Measuring the Intangible

Quality is a critical success factor for all kinds of business and a great challenge for many experts and business leaders. Here are some frameworks that can help you measure this all important aspect

Transformation Program Expert

My last article highlighted how to achieve Service Excellence and Customer Delight, the elusive holy grail of organizations! And if you missed it, then a quick recap – it is generally believed (academics, practitioners, etc.) that the customer perception or experience determines if service excellence has been achieved. There is so much more to it than that, so get last month’s edition of the magazine; it’s all there!

The next logical step is to figure out how to measure Quality, as focusing on Quality and underpinning everything you do with high standards also leads to Service Excellence and Customer Delight (seriously, read the last month’s article!). In fact, Quality is a critical success factor in all service, product, operational, transformation, innovation initiatives and should be a key focus throughout the whole lifecycle of all your activities, yet trying to measure Quality is still a great challenge for many experts and business leaders.

As I have done with all my articles (yep, those that you missed!), I will highlight and identify the key frameworks and tools available to help you understand and choose which framework (or bits of all) you can use to measure Quality and evidence your output as being of high Quality!


Let’s start with a quote, “if you can’t measure it, you can’t manage it.” Most of you would have heard this one, but it has been incorrectly attributed to Peter Drucker, then misattributed to Dr. W. Edwards Deming, one of the leading Gurus of Total Quality Management. His actual quote is, “It is wrong to suppose that if you can’t measure it, you can’t manage it – a costly myth.” – W. Edwards Deming, The New Economics.

So, you can see the subtle difference, but the subtle difference makes a world of difference!

It would take more than two pages to go into all the factors and elements that you can measure to assess ‘Quality’, but I will highlight the key frameworks so that you can (I hope) dig deeper into the black hole that is ‘Measuring Quality’.

Because there is and cannot be a one-size-fits-all approach, each domain “leans” in a particular direction. Most of the founders of Total Quality Management leaned towards Customer Satisfaction being a key measure of Quality; however, some of them leaned more towards standardization of product/service and continuous improvement as the key determinant of a Quality offering.

Keep it simple, identify precisely what your output will be, and work backward from there, ensuring you can measure it throughout the lifecycle, and you will be in a strong position

These slight differences in opinion then mean that how you measure Quality will differ, and the tools or factors you use to measure Quality have to be fit for purpose and relevant to your field! So as always, Context is King (not the framework). Again, do not get stuck on the academics or the framework of measuring Quality. Mix and match to choose a process that is fit for purposes. These frameworks are there to help and guide, not constrain you.

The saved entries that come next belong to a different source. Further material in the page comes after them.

PR #1747, opened 2020-08-02
Modify example code to follow Scala coding conventions

ShapelessCat:
In the example code at the end of the doc of string-interpolation:
- Append `()` to function invocations which have side effects
- Replace `StringBuffer` with `StringBuilder`


SethTisue:
Thank you! I added a further commit that replaces `buf append ...` with `buf.append(...)`

PR #1749, opened 2020-08-04
[zh] Update collection overview

jxnu-liguobin:
Make it easy to read with chinese


eed3si9n:
@jxnu-liguobin Thanks for the contribution!

I can't review this myself so could you find someone who can? /cc @scala/docs-zh

PR #1755, opened 2020-08-13
Highlight deprecation of early definitions for initialization order

ollyw:
Document that early definitions are deprecated and going to be obsolete due to Tasty compatibly. See
https://github.com/scala/scala-dev/issues/513 for more details. I did wonder if removing the section on using early definitions entirely, but figured people will still be able to use it for a while and it is code that is seen out there in real code bases, so just a deprecation warning made sense.

### DIFF
--- a/_overviews/FAQ/initialization-order.md
+++ b/_overviews/FAQ/initialization-order.md
@@ -124,7 +124,7 @@ Note that using multiple lazy vals creates a new risk: cycles among lazy vals ca
 
 Early definitions are a bit unwieldy, there are limitations as to what can appear and what can be referenced in an early definitions block, and they don't compose as well as lazy vals: but if a lazy val is undesirable, they present another option.  They are specified in SLS 5.1.6.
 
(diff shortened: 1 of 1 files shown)


_overviews/FAQ/initialization-order.md
```diff
@@ -124,6 +124,8 @@ Note that using multiple lazy vals creates a new risk: cycles among lazy vals ca
 
 Early definitions are a bit unwieldy, there are limitations as to what can appear and what can be referenced in an early definitions block, and they don't compose as well as lazy vals: but if a lazy val is undesirable, they present another option.  They are specified in SLS 5.1.6.
 
+Note that early defintions are deprecated in Scala 2.13 and will be removed in 2.14; they will be replaced by trait parameters in 3.0. This option is not recommended if future compatibility is a concern.
```
SethTisue, line 127: typo: defintions

ollyw: Thanks for pointing that out @SethTisue.  Fixed in a new push

SethTisue:
Thank you for the improvement!

2.14 is no longer planned (https://scala-lang.org/2019/12/18/road-to-scala-3.html); I've added a commit that reflects that.

PR #1757, opened 2020-08-21
More detail about how to replace MutableList

winitzki:
The previous docs suggest to use ArrayDeque, which is not available before Scala 2.13. It is easier to use mutable.ListBuffer as a replacement solution, which will work equally in pre-2.13 and in 2.13.


SethTisue:
thank you!

PR #1758, opened 2020-08-21
Add options entries to the polish cheatsheet

Unrooted:
This PR adds options entries to the polish cheatsheet and also changes the style of it.


Unrooted:
I guess we can close this since this commit is also added to the #1760.

PR #1769, opened 2020-09-04
Update collections-methods.md

manishbansal8843:
Removed methods from the list as same have not been explained in the current document.


SethTisue:
good catch — thank you!

PR #1773, opened 2020-09-08

macginitie:
The instructions as written did not work for me today, so I edited them so they would have. Presumably IntelliJ has changed its behavior since they were written. Note also, they are still off: "To the right of the Scala SDK field, click the **Create** button." There is no such field or button at that point, I assume there was in older versions of IntelliJ. I don't know how best to fix that issue.


SethTisue:
is there an IntelliJ user who could review this?

SethTisue:
pinging repo watchers — could an IntelliJ user review this, please?

nafg:
Correct, the option only appears when the menu is opened within a sources directory, which in a typical maven/sbt project layout is src/{main,test}/scala. I believe Mill and Seed projects tend to just use src but those are newer. I'm not sure why it says just src in the first place.

SethTisue:
thank you Andrew and Naftoli!

PR #625, opened 2018-08-29
Separate lifetime for missing records for `ExpiringCache`

### LINKED ISSUE #539: Enhance expiring cache with per-record lifetime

The various variables, factors, and dimensions involved in getting the service or product to the customer (the end of the journey, where Quality is judged by the customer), means that to ‘Measure Quality’, you have to have measurement and evaluation processes in place throughout a service or product lifecycle – stages such as requirement analysis, design, delivery, and implementation.


To make your lives easier, I have put together some of the key frameworks available to use that help measure Quality, so please review them at your leisure.

There is of course the ISO 9001 family, which is one of the most widely known Quality Management Systems.

  • The Balanced Scorecard (BSC) is the most popular tool for performance measuring; its principle is to measure Financial (lagging) and Non-financial (leading indicators) using four key indicators (Customer, Learning and Growth, Internal Business Processes, and Financials).
  • Kirkpatrick’s model is still one of the most popular tools to evaluate training and training Quality, from the Trainees, the Trainers, and the Transfer of knowledge to the real-world perspective; this is also the most popular tool used for the measurement of Training quality.
  • SERVQUAL is seen as the most “commonly” used Service Quality Scale. The principle is to identify and measure the ‘gap’ between customer expectation and customer experience. This is realized by measuring the five dimensions, namely Tangibles, Reliability, Responsiveness, Assurance, and Empathy.
  • SERVPERF is a model that Cronin and Taylor (1992) designed by enhancing the SERVQUAL quality measurement tool to evaluate 11 elements (half of the SERVQUAL elements) across the same five dimensions of SERVQUAL; SERVPERF elements focus on the output of Performance (rather than perceived and expected delivery).

As you can see, there are many frameworks available, and they keep getting improved upon (standing on the shoulders of giants!). It’s very easy to spend a lot of time, energy, and money on researching and implementing Quality Management frameworks, and it’s very easy to get it wrong.

Keep it simple, identify precisely what your output will be, and work backward from there, ensuring you can measure it throughout the lifecycle, and you will be in a strong position to end up with something that is of high Quality, and you can be guaranteed of it!